Gateway to Compliance: Creating a Business Case for eRegulatory
Wednesday, February 27, 2019 | 1:00-2:00PM EST
Free Educational Webinar
Presented by: Leslie Korbee, BS, SI (ASCP), CCRA with Academic Regulatory & Monitoring Services, LLC
This webinar addresses the business and compliance case for moving to an eRegulatory solution for clinical research documentation. If you are uncertain if your institution or your team can afford to implement eRegulatory, this webinar is designed to support your decision making process.
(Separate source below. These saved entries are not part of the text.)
PR #498, opened 2026-06-04
fix(auto-cycle): skip tick during weapon-draw window

Cadacious:
## Summary

Lomiada's 2026-06-04 18:16:08 session showed **8 \"weapon attack already queued (mid-draw), ignoring input\" DEBUGs in <1 second**. The auto-cycle tick fires every 100 ms; when the player's weapon goes mid-draw (OOC re-holster fires, next press queues a fresh draw), each tick re-invokes \`handle_use_ability\` and gets rejected by the mid-draw gate.

The \`pending_attack_tick\` already fires the deferred attack once the draw window elapses (~0.8 s), then auto-cycle takes over the rest of the loop. Skipping at the eligibility filter — same pattern as the existing cooldown + range pre-gates — is the clean fix. No behavior change, just no spam.

## Why this matters

Lomiada reported \"auto shoot might be broken\" based on the visible symptom (no projectile, no cooldown advance). The actual issue isn't broken auto-shoot — it's that the draw window briefly suppresses 8 ticks worth of re-fires before pending_attack_tick releases the queue. From the player's perspective: press key, see nothing happen, wonder if it's broken.

## Test plan

- [x] \`auto_cycle_tick_skips_during_weapon_draw_window\` regression guard

Reverting the new \`pending_attack_at.is_some()\` skip in the filter trips this guard by re-introducing the rejected handler call.

## Summary by CodeRabbit

* **Bug Fixes**
  * Auto-cycle ability now correctly skips during weapon draw animations, preventing unintended ability activations within the draw window.

* **Tests**
  * Added regression test to verify auto-cycle behavior during weapon draw sequences.

### DIFF
--- a/crates/services/src/cell/service/ticks/auto_cycle.rs
+++ b/crates/services/src/cell/service/ticks/auto_cycle.rs
@@ -104,6 +104,21 @@ pub(in crate::cell::service) async fn auto_cycle_tick(
                 return None;
             }
 
+            // Mid-draw gate. When the player's weapon is mid-draw
+            // animation (`pending_attack_at = Some`), `handle_use_ability`
+            // rejects with `"weapon attack already queued (mid-draw),
+            // ignoring input"`. Without this skip, every 100 ms tick
+            // during the ~0.8 s draw window invokes the handler, fails
+            // the gate, and produces one DEBUG line — observed as 8
+            // rejections in <1 s on lomiada's 2026-06-04 18:16:08 burst.
+            // The `pending_attack_tick` will fire the deferred attack
+            // once the draw window elapses, then auto-cycle takes over
+            // the rest of the loop. Skip-don't-error here is the same
+            // pattern the cooldown + range gates use.
+            if e.pending_attack_at.is_some() {
+                return None;
+            }
+
             // Range pre-gate. Mirrors the rule inside
             // `handle_use_ability` but in skip-don't-error mode.
             // Without this, every out-of-range tick would invoke the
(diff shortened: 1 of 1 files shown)


MyPalClara (commented):
## Gap Analysis — PR #498 (auto-cycle skip during weapon-draw window)

| Gap | Location | Concern |
|-----|----------|---------|
| **G1** | `auto_cycle.rs` `pending_attack_at.is_some()` check | **The check doesn't distinguish between "mid-draw" and "pending attack queued for other reasons."** If a future code path sets `pending_attack_at` for a non-draw reason, this skip would incorrectly suppress auto-cycle. **The field name is generic but the skip assumes draw-window semantics.** |
| **G2** | `auto_cycle.rs` comment says "~0.8 s draw window" | **The 0.8s value is hardcoded in the comment but not validated against the actual draw animation duration.** If the draw window changes, the comment becomes stale. **Consider referencing a constant or the source of the 0.8s value.** |

| Gap | Location | Concern |
|-----|----------|---------|
| **G3** | Test uses `Duration::from_secs(60)` for pending_attack_at | **The test sets the pending attack 60 seconds in the future to avoid races.** This is pragmatic but doesn't test the boundary condition where `pending_attack_at` is about to expire. **Consider a test that verifies behavior at the edge of the draw window.** |
| **G4** | No logging when skip occurs | **The cooldown skip and range skip both have implicit skip behavior, but there's no DEBUG log for the mid-draw skip.** For consistency and debugging, consider adding a DEBUG log when the mid-draw gate fires. |

| **G5** | No test for `pending_attack_at = None` after draw completes | **The test verifies skip during draw, but doesn't verify that auto-cycle resumes correctly after `pending_attack_tick` clears `pending_attack_at`.** |

### Summary

| Correctness issues | 2 | Low |
| Potential issues | 2 | Low |
| Missing test coverage | 1 | Low |

**Total: 5 gaps, all low severity. Ready to ship.** 🔬🎯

The presenter, Leslie Korbee, CCRA has experience with developing and implementing an eRegulatory process with more than 300 clinical research professionals at Cincinnati Children’s, the # 2 pediatric institution in the USA. She has also recently consulted with another academic medical institution on the implementation of the Complion eRegulatory system.
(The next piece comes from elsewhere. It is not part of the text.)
PR #499, opened 2026-06-04
fix(combat): seed cell-entity stats from archetype on InitPlayerState

Cadacious:
## Summary

Lomiada's 2026-06-04 18:09 session showed every \`RangedPhysicalDamage\` hit landing \`focus_overflow == focus_damage == 200\` — the target's FOCUS pool absorbed zero damage. Each shot delivered the full 86 HP spillover; the shield mechanism never engaged. Symptom: \"HP loss too fast.\"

- Understand the background and overview of eRegulatory systems
- Be able to navigate the basics of getting started with eRegulatory
- Have the tools and resources needed to create a business case for eRegulatory
Please Note: Complion will provide all registered attendees with a certificate of attendance for self-reporting continuing education credits, within (1) day of the live presentation.
About the Presenter
Leslie Korbee, BS, SI (ASCP), CCRA with Academic Regulatory & Monitoring Services, LLC
Leslie Korbee brings more than 20 years of clinical trials experience to her work in clinical research. Korbee has served in clinical trial development, and as a regulatory writer, and safety monitor, and as a co-author on multiple publications including two New England Journal of Medicine manuscripts. She was one the lead developers of an eRegulatory system supporting clinical research at Cincinnati Children’s since 2015. Her clinical research experience includes project management and regulatory oversight of the award winning multi-center international study, the MILES Trial, working with Frank McCormack, MD. This trial resulted in the FDA approval of sirolimus as the first ever approved treatment for the previously fatal rare lung disease lymphangioleiomyomatosis (LAM). She continues to serve the LAM community as a study monitor for other LAM trials. In addition to her work in LAM clinical research, she has also served for the past ten years with Dr. Bruce Trapnell in clinical research in pulmonary alveolar proteinosis (PAP), another rare lung disease with few treatment options, and continues to support that research. Korbee has also had a strong history of success as a grant writer, supporting investigators in the development of more than 30 million dollars in grants awarded to Cincinnati Children’s Hospital Medical Center during the past ten years.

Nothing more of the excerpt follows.